De acuerdo con Morales, “Chile Vamos”, la agrupación de Piñera, conseguiría 74 de los 155 escaños en la Cámara de Diputados, mientras que en el Senado alcanzaría “en el mejor escenario” 20 de 43 representantes.

La derecha quedaría a un escaso margen de la mayoría absoluta, lo que hará clave la búsqueda de apoyos en partidos de centro, como la Democracia Cristiana, que por primera desde 1990 no apoya al candidato de la coalición de centroizquierda y lleva candidata presidencial propia, Carolina Goic, con escaso apoyo en los sondeos.

Nuevo sistema proporcional 

El nuevo Congreso será elegido bajo un nuevo sistema proporcional que reemplaza al “binominal”, legado del dictador Augusto Pinochet (1973-1990), pilar fundamental del edificio político levantado por él para prolongar el control del país después de dejar el poder.

El nuevo sistema aumentó en casi un 30% el número de legisladores, reordenó los distritos electorales e introdujo una ley de cuotas para estimular la participación femenina.

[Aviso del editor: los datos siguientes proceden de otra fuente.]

PR #31980, opened 2022-08-25
refactor: use redis-py instead of redisearch

### LINKED ISSUE #31300: Use Redis-py client over deprecated redisearch
### Information about bug

Frappe `develop` uses Redis 3.5.3. I tried upgrading it to use 4.3.3 (latest) but couldn't. Essentially we can't upgrade the Redis client because the redisearch library was deprecated and merged into redis-py but the APIs are not added as is - equivalent APIs exist which means we'll have to put slightly more time to do the upgrade.

### Module

ecommerce

### Version

Frappe develop
ERPNext develop

### Installation method

_No response_

_No response_

ankush:
closes https://github.com/frappe/erpnext/issues/31300 

depends on https://github.com/frappe/frappe/pull/17921


akhilnarang:
@mergifyio backport version-14-hotfix

PR #31988, opened 2022-08-26
chore: remove precision on discount_percentage of Sales Invoice Item

ruthra-kumar:
## Issue
Discount percentages of 99.999% gets rounded up to 100% effectively making the item rate 0. Caused by precision '2'.

## Fix
Remove precision on discount_percentage field of Sales Invoice Item and use system default '3'.


deepeshgarg007:

PR #31996, opened 2022-08-26
feat: don't copy item title to description

barredterra:
We used to copy the item name into the description, if the description was empty.

Why? It doesn't add information. What if the item name says enough and doesn't need a description?

Todo:

- [ ] make description optional in transaction items

> no-docs

### DIFF
--- a/erpnext/stock/doctype/item/item.py
+++ b/erpnext/stock/doctype/item/item.py
@@ -18,7 +18,6 @@ from frappe.utils import (
 	now_datetime,
 	nowtime,
 	strip,
-	strip_html,
 )
 from frappe.utils.html_utils import clean_html
 
@@ -82,9 +81,6 @@ class Item(Document):
 	def validate(self):
 		if not self.item_name:
 			self.item_name = self.item_code
-
-		if not strip_html(cstr(self.description)).strip():
-			self.description = self.item_name
 
 		self.validate_uom()
 		self.validate_description()


sagarvora:
> Why?

I think a lot of user code relies on description - print formats and what not. It's better to have _something_ there in case the description hasn't been manually updated.

Changing the Item DocType alone could be fine I think, as long as the Item Name still gets copied as description in transactions as a fallback.

barredterra:
@sagarvora why would the item description be mandatory in a transaction – is this a legal requirement somewhere? Print formats can handle missing values pretty well, they work just as fine for optional fields.

sagarvora:
> is this a legal requirement somewhere?

It's not, AFAIK.



> Print formats can handle missing values pretty well, they work just as fine for optional fields.

You're missing the point. People expect some value to show up in their invoice for the Item. Most users currently have description showing up in their print formats - they will now see... nothing (if the description isn't set). So they would have to do something like `{{ item.description or item.item_name }}` in all their print formats. Except, even that won't work. If the description has `ql-editor` HTML inside it but no content, it will still get chosen over `item_name`.

Changes like the one you're proposing are good ideally, but are generally not preferred to avoid compatibility issues.

barredterra:
> You're missing the point.

Correct, and I still don't get it 😄

> People expect some value to show up in their invoice for the Item.

Yes. That value will be Item Code and Item Name, which are rightfully mandatory.

Now assume you have some items for which a description doesn't exist. Why force users to make up a description or print the item name a second time? This seems pretty arbitrary to me.

No need to do `{{ item.description or item.item_name }}`, you can just do `{{ item.item_name }} {{ item.description }}`. If the description is empty, it's empty, the name will always be there.

sagarvora:
> No need to do `{{ item.description or item.item_name }}`, you can just do `{{ item.item_name }} {{ item.description }}`. If the description is empty, it's empty, the name will always be there.

Ok, lets assume this is the new implementation:

An existing user X has about 3000 items in her ERP. For a majority of these items, her item description is the same as item name (it's been the default behavior for a long time!). Now when she creates a new item in her ERP, if she implements the solution you're proposing, she will have to either:
- Change all existing items so that they doesn't have a description, or
- Be happy with item name showing up twice in all her transactions. (I doubt she will be.)

So basically, you're forcing users to update all their existing items. One of my sites has 4,50,000+ items!

---

With that being said, I understand your use-case. You might want to sync this data with an e-commerce site where it isn't the norm for the item name to be a part of the description. We can make this feature configurable and let users decide what they want.

barredterra:
Okay, I guess we're assuming different default behaviors: My assumed default behavior is that the user prints item name and description, with the description being different from the name. Your assumed default behavior is that the user prints only the description, which already includes the item name?

> Be happy with item name showing up twice in all her transactions. (I doubt she will be.)

That's exactly the problem I'm trying to solve here 😄. If we print the fields Item Name and Description, the item name will show up twice, if it doesn't have a different description.

However, I understand your concern regarding the impact on existing systems.

barredterra:
@sagarvora how about we keep the copying but make the description optional? This way users can at least remove the description, if they don't need it.

sagarvora:
> how about we keep the copying but make the description optional

- We can keep the copying configurable, IMO. Users who don't want it can toggle it in **Stock Settings** or some other single DocType.
- Ideally the copying should happen in `before_insert` instead of `validate`. If a user removes the description manually, it can be annoying to find it back on save.
- Keeping the description optional in transactions _should be okay_ - we'd need to check usage in ERPNext and dependent apps to be sure.

ankush:
I have thought about removing this long time ago too, we didn't because of print formats 😄 

@rohitwaghchaure can also confirm.

barredterra:
For now we'll be using a workaround in our print formats:

- Enter "-" as description, if it should be empty
- `{% if (doc.description | striptags) != "-" %}{{ doc.description }}{% endif %}`

PR #32005, opened 2022-08-29
fix: lost quotation not to expired

niyazrazak:
photo_2022-08-29_14-48-45

Analyse the image you can see the user is already marked this quotation as lost. After the expire date of quotation the quotation is changed into expired and user need ato again mark the quitation as lost. 

If it is not okay. Please test from your side
@ankush


deepeshgarg007:

PR #32026, opened 2022-08-30
fix: force delete old report docs

ankush:
telegram-cloud-photo-size-5-6084706599928180794-y


faisal-zahoor:
hy @ankush ,
you deleted reports but these are still used in the make_demo function, can you guide me to any alternate reports of these old reports?

PR #32030, opened 2022-08-30
fix: Loan Interest accruals for 0 rated loans

deepeshgarg007:
Removed zero interest check introduced in RP https://github.com/frappe/erpnext/pull/31799

Front ported fixes from https://github.com/frappe/erpnext/pull/32011


deepeshgarg007:

Issue #32040, opened 2022-08-31
Journal Entry Template


Rgottsch1:
### Information about bug

If I create the first Journal Entry Template - it goes in fine - (see first screen shot)

![Journal Entry Template created fine](https://user-images.githubusercontent.com/29579531/187734840-67d21ea6-ef19-4b13-8573-a7e4ccb5b943.png)

If I then create another one - it doesn't populate the Series and one cannot choose a series from the drop down.  Only way around it is to reload and than I can access with a series listed, and need to click on reload again if need to make another eachtime.

![Journal Entry Template created fine](https://user-images.githubusercontent.com/29579531/187735645-23d14d44-403a-4408-a231-ab4e80290372.png)

![JOURNAL ENTRY ERROR](https://user-images.githubusercontent.com/29579531/187735327-c3d365c5-cfec-4af4-94c6-671aa7407f84.png)

### Module

accounts

### Version

Frappe Framework
Installed Apps
ERPNext: v13.36.3 (version-13)

Frappe Framework: v13.37.1 (version-13)

### Installation method

manual install

PR #32045, opened 2022-09-01
fix: Naming series in Journal Entry Template

Solufyin:
**Version:**

ERPNext: v14.0.3 (version-14)
Frappe Framework: v14.5.0 (version-14)
Payments: v0.0.1 (develop)

___

**Before:**

- When creating a new journal entry template the first time naming series appears but when duplicating the journal entry template or back to the journal entry template and again creating a new journal entry template the naming series does not appear. But when reloading the system and creating the journal entry template then will be naming series appear.

https://user-images.githubusercontent.com/34390782/187846470-0c94d74d-0338-4ca2-8c5e-be5b1d822181.mp4

**After:**
- After the form event set, when When creating a new journal entry, duplicating the entry, and back to the journal entry template and again creating a new journal entry template the naming series will appear.
- For cross-checking, also multi-currency wise and without multi-currency account show in Accounting Entries (Table).

https://user-images.githubusercontent.com/34390782/187847897-9ba79020-881b-42ca-9744-129cd35a05f7.mp4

El sistema estimula la competencia de más candidatos y aproxima de una manera mucho más eficiente el peso del voto por cada elector, al incrementar el número de representantes en los distritos más grandes, que antes elegían a igual número que los más pequeños.

La nueva estructura aumentó el número de diputados de 120 a 155 y de senadores, de 38 a 50, cifras similares a las existentes antes del golpe militar de 1973. 

En el caso del Senado, se mantuvo el sistema parcial de renovación cada ocho años. En estas elecciones corresponde renovar 23 bancas en las regiones impares, por lo que la nueva cámara alta tendrá 43 miembros. El total de 50 se alcanzará en las elecciones de 2021.

Conocido como el método de D’Hont, el sistema asigna escaños de acuerdo al número de cargos de cada lista y luego, dentro de cada lista, la asignación de candidatos elegidos en proporción a los votos obtenidos.

El nuevo sistema electoral establece además una cuota de género.

Mediante esta normativa, ningún partido puede presentar más de un 60% de candidatos del mismo sexo.

De acuerdo con datos del Servicio Electoral, para el Senado las mujeres constituyen el 40,9% de los candidatos, por arriba del promedio histórico del 11%, mientras que en el caso de los diputados son 44%, por sobre la media del 15%.

La normativa establece adicionalmente que el Estado pague unos 23,000 dólares al partido político por cada mujer elegida, mientras a estas se les reembolsará un monto levemente superior por voto emitido que a los candidatos varones.